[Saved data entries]
....
PR #980, opened 2026-08-22
feat: decode IWI6 wavelet textures

michaeloliverx:
Needs #976.

The wavelet decoder consumes IWD-backed image streams through EOF, so #976 is required to prevent the IWD stream wrapper from repeatedly returning a stale byte at the end of an entry.

Examples you can check (IW3):

| Fastfile       | Wavelet image    | Format        |
| -------------- | ---------------- | ------------- |
| `common.ff`    | `spotlight_beam` | 9 — luminance |
| `common_mp.ff` | `spotlight_beam` | 9 — luminance |
| `ui.ff`        | `logo_cod2`      | 6 — RGBA      |
| `ui_mp.ff`     | `logo_cod2`      | 6 — RGBA      |

AI assistance was used to help translate and validate the Huffman table representation. Rather than copying the three 4,096-entry lookup tables verbatim, this implementation stores their compact codeword definitions and generates the lookup tables at compile time. The generated tables were compared entry-for-entry against the reference tables, with all 12,288 entries matching exactly.

KisakCOD helped a lot here. See https://github.com/SwagSoftware/KisakCOD/blob/1c03702cbe176e9274e486d295edcd035b3c2b5f/src/gfx_d3d/r_imagedecode.cpp#L395-L414

### DIFF
--- a/src/ObjImage/Image/IwiWaveletDecoder.cpp
+++ b/src/ObjImage/Image/IwiWaveletDecoder.cpp
@@ -1,0 +1,458 @@
+#include "IwiWaveletDecoder.h"
+
+#include "Image/ImageFormat.h"
+#include "Utils/Logging/Log.h"
+
+#include <algorithm>
+#include <array>
+#include <bit>
+#include <cstdint>
+#include <iterator>
+#include <limits>
+#include <vector>
+
+namespace
+{
+    constexpr auto HUFFMAN_LOOKUP_BITS = 12u;
+    constexpr auto HUFFMAN_LOOKUP_SIZE = 1u << HUFFMAN_LOOKUP_BITS;
+    constexpr auto ESCAPE_VALUE = std::numeric_limits<std::int16_t>::min();
+
+    struct HuffmanCodeword
+    {
+        std::uint16_t code;
+        std::uint8_t bit_count;
+        std::int16_t value;
+    };
+
+    struct HuffmanDecode
+    {
+        std::int16_t value;
+        std::uint8_t bit_count;
+    };
+
+    // These are the unique, LSB-first codewords from the IW wavelet decoder's
+    // three 4096-entry lookup tables. The full lookup tables are generated at
+    // compile time below.
+    constexpr std::array<HuffmanCodeword, 180> BLUE_CODEWORDS{
+        {
+         {0x001, 3, 0},    {0x004, 5, 4},    {0x005, 5, 2},    {0x007, 5, 1},    {0x00A, 5, 3},    {0x014, 5, -4},
+         {0x015, 5, -2},   {0x017, 5, -1},   {0x01A, 5, -3},   {0x000, 6, 12},   {0x002, 6, 10},   {0x003, 6, 7},
+         {0x006, 6, 9},    {0x00B, 6, 6},    {0x018, 6, 11},   {0x01E, 6, 8},    {0x01F, 6, 5},    {0x020, 6, -12},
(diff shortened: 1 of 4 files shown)


src/ObjImage/Image/IwiWaveletDecoder.cpp
```diff
@@ -0,0 +1,479 @@
...
+            if (entry.bit_count == 0)
+                throw std::runtime_error("Incomplete Huffman lookup");
+        }
+
+        return result;
+    }
+
+    constexpr auto BLUE_LOOKUP = CreateHuffmanLookup(BLUE_CODEWORDS);
+    constexpr auto RED_GREEN_LOOKUP = CreateHuffmanLookup(RED_GREEN_CODEWORDS);
+    constexpr auto ALPHA_LOOKUP = CreateHuffmanLookup(ALPHA_CODEWORDS);
```
Laupetin, line 147: fancy and smart, not bad.

Did you create a little script to generate these codeword tables?
Or how did you calculate them?

Maybe as a reference for future iwi version support 😅 
Or do all iwi version use the same huffman tables? 🤔

src/ObjImage/Image/IwiWaveletDecoder.cpp
```diff
@@ -0,0 +1,479 @@
...
+                return false;
+        }
+
+        return true;
+    }
+
+    constexpr int ShiftRightOne(const int value)
+    {
+        return value >= 0 ? value / 2 : -((-value + 1) / 2);
+    }
```
Laupetin: Why that? The game seems to do `>> 1` here?
Also i know there is a difference between arithmetic and logical shift but this does neither?

Image

What is the reason for this?

michaeloliverx: Ah yeah, the intention was just to preserve the same behaviour for negative values. It does end up equivalent to the >> 1 here?, but looking at it again it’s definitely an unnecessarily complicated way of doing it 😅

wroyca:
For reference, here's the implementation for IW4:

https://github.com/iw4x-x64/oat/blob/544386887aabce5bf3c242df3896821cc39f61c1/src/ObjImage/Image/IwiWaveletDecoder.cpp
https://github.com/iw4x-x64/oat/blob/544386887aabce5bf3c242df3896821cc39f61c1/src/ObjImage/Image/IwiWaveletCodebooks.h

src/ObjImage/Image/IwiWaveletDecoder.cpp
Laupetin: seems like all relevant iwi versions do use these huffman tables (iwi6, iwi8, iwi13). iwi27 with T6 does not support wavelet formats at all on PC, so whether it would usually use the same tables is unknown.

src/ObjImage/Image/IwiWaveletDecoder.cpp
Laupetin: It is almost identical to `>> 1` here. As seen in the screenshot, it handles the edge cases differently of e.g. INT_MIN.
I changed it to `>> 1` now to match the game.

Laupetin:
> For reference, here's the implementation for IW4:
> 
> https://github.com/iw4x-x64/oat/blob/544386887aabce5bf3c242df3896821cc39f61c1/src/ObjImage/Image/IwiWaveletDecoder.cpp https://github.com/iw4x-x64/oat/blob/544386887aabce5bf3c242df3896821cc39f61c1/src/ObjImage/Image/IwiWaveletCodebooks.h

Thanks :) You told me but i honestly forgot you said you also had an implementation 😅 The one from this PR works fine for IW3, IW4, T4 and T5 but having yours as a resource in the PR might be nice for future reference

Laupetin (approved):
Thank you very much <3 No more unsupported iwi format errors 🎉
....
Scan the entries above and work out how many lines include the word "seems"; the reply is that number alone.

--- ANSWER ---
2